Change 294693 had a related patch set uploaded (by Ladsgroup):
Performance boos on hidenondamaging
By using INNER JOIN instead of LEFT JOIN in case of hidenondamaging, everything would tons and tons of times faster.
Change 294712 had a related patch set uploaded (by Ladsgroup):
Performance boost on hidenondamaging
Can you copy me the potential SQL queries generated by your code so I can run EXPLAIN on them on production to test them? Thank you.
EXPLAIN SELECT /* SpecialRecentChanges::doMainQuery Ladsgroup */ rc_id,rc_timestamp,rc_user,rc_user_text,rc_namespace,rc_title,rc_comment,rc_minor,rc_bot,rc_new,rc_cur_id, rc_this_oldid,rc_last_oldid,rc_type,rc_source,rc_patrolled,rc_ip,rc_old_len,rc_new_len,rc_deleted,rc_logid, rc_log_type,rc_log_action,rc_params,wl_user,wl_notificationtimestamp,page_latest, (SELECT GROUP_CONCAT(ct_tag SEPARATOR ',') FROM `change_tag` WHERE ct_rc_id=rc_id ) AS `ts_tags`, oresc_probability,0.8 AS ores_threshold FROM `recentchanges` LEFT JOIN `watchlist` ON (wl_user = '28859' AND (wl_title=rc_title) AND (wl_namespace=rc_namespace)) LEFT JOIN `page` ON ((rc_cur_id=page_id)) INNER JOIN `ores_classification` ON ((rc_this_oldid = oresc_rev AND oresc_is_predicted = 1 AND oresc_class = 1)) LEFT JOIN `ores_model` ON ((oresc_model = oresm_id AND oresm_is_current = 1)) WHERE rc_bot = '0' AND (rc_type != '6') AND (rc_timestamp >= '20160608000000') AND (rc_source != 'wb') AND ((oresm_name = 'damaging' OR oresm_name IS NULL)) AND (oresc_probability > '0.8') AND rc_patrolled = '0' AND rc_new IN ('0','1') ORDER BY rc_timestamp DESC LIMIT 50\G
That's the query you copied but with my changes (using INNER JOIN instead of LEFT JOIN)

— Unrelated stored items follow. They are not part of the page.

PR #6071, opened 2025-01-15
6070 Localise ledger date + fix adjustment calculation

### LINKED ISSUE #6070: Localise ledger date + fix adjustment calculation
## How to Reproduce 🔨

## Your environment 🌱

- Open mSupply Version:

- Platform:

- Database type:

roxy-dao:
Fixes #6070

# 👩🏻‍💻 What does this PR do?
Fix calculation for ledger adjustment + localise date

# 🧪 Testing

- [ ] Have `use consumption data from customers` pref on
- [ ] Create an IO at a store that is a supplying store for another customer
- [ ] Add an item line that has previous requisitions made for it in the same period (note should have other data such as IA + Inbound/Outbound Shipments for this item in the same period)
- [ ] Check the adjustment column for this item for the store (table at the bottom of the input). The calculation should be for period: Delivered Inbound - Verified Outbound + IA (any reductions/additions)

Second:
- [ ] Change timezone and make sure the date is correct with OG

# 📃 Documentation

  1.
  2.

### DIFF
--- a/client/packages/system/src/Item/DetailView/Tabs/ItemLedger.tsx
+++ b/client/packages/system/src/Item/DetailView/Tabs/ItemLedger.tsx
@@ -37,7 +37,7 @@ const ItemLedgerTable = ({
   const pagination = { page, first, offset };
 
   const { data, isLoading } = useItemLedger(itemId);
-  const { localisedTime } = useFormatDateTime();
+  const { localisedTime, localisedDate } = useFormatDateTime();
 
   const columns = useColumns<ItemLedgerFragment>(
     [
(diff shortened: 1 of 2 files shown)


client/packages/system/src/Item/DetailView/Tabs/ItemLedger.tsx
```diff
@@ -53,6 +53,7 @@ const ItemLedgerTable = ({
         label: 'label.date',
         format: ColumnFormat.Date,
         sortable: false,
+        accessor: ({ rowData }) => localisedDate(rowData.datetime),
```
lache-melvin, line 56: this one isn't needed (already done by `columnFormat.date` and adding it is banging up the display, date column type can't be string like this 😅

lache-melvin (approved):
🚀

PR #6089, opened 2025-01-16
Get invoice line cost/sell price instead of stock line

### LINKED ISSUE #6040: Changes to the item's cost and sell prices get reflected in the item's historic ledger entries
## What went wrong? 😲

If the user makes changes to the item's cost and/or sell prices, the changes will be reflected under Catalogue -> Items -> Item Ledger

https://github.com/user-attachments/assets/e10087a6-5019-48f8-908b-64f31b6a9f93

## Expected behaviour 🤔

To me, this does not make sense, especially since `Total before tax` stays the same - so you can have both sell and cost price sitting at $0, but the total will stay at $30 or $40. Will it make more sense to keep the historic entries as they are, e.g. not change the cost and sell prices in the past?

## How to Reproduce 🔨

1. Choose an item you are testing with
2. Go to Inventory -> View Stock and add some stock to the item
3. Define cost & sell price straight away
4. Go to Catalogue -> Items -> the item's ledger and note the cost, sell and the total before tax prices (you can open it in a new tab for ease of testing)
5. Go back to the stockline and change the prices to $0
6. See under the item's ledger the prices are now $0 (e.g. historic data got changed), but the total before tax stayed the same
7. Does not make sense

## Your environment 🌱

- Open mSupply Version: V2.5.0-RC2

- Database type: PostgreSQL

roxy-dao:
Fixes #6040

# 👩🏻‍💻 What does this PR do?
Use invoice line sell/cost price for historic data instead of stock line ones since those can change...

Should we just be using all details from invoice line? Like batch and such too? 🤔 

# 🧪 Testing

- [ ] Create a stocktake to add new batch for an item. Set sell /cost price as something like $2
- [ ] Go to stock -> change sell/cost price to something like $1
- [ ] Go to Item -> Ledger
- [ ] Check that sell/cost price hasn't changed for historic line

# 📃 Documentation

  1.
  2.


lache-melvin (approved):
> Should we just be using all details from invoice line? Like batch and such too? 🤔

I kind of think yes? I think ledger row should look the same as the related invoice if you were to click on it... But also happy just to get this change in for now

I think the changes look good, 30K-100K rows visited using an index. It could be better, but I think for that I will have to talk to the tags maintainer (not an ORES issue).
Did you check what I briefly mentioned, which is using a specific recentchanges-role slave?
@jcrespo I wrote there, I hope I understood you correctly, We can't get that threshold from DB directly, we need to get user preferences and then determine the threshold based on that value.
No, I am talking about using a particular role when connecting to the database and selecting a DB_SLAVE. I get a 5x better performance when using a recentchanges slave instead of a main traffic one. Maybe your code already does it, but I can't tell.
Oh, this hook is not changing the DB slave role, It only adds condition and stuff, then send it back to mediawiki/core to run the DB query.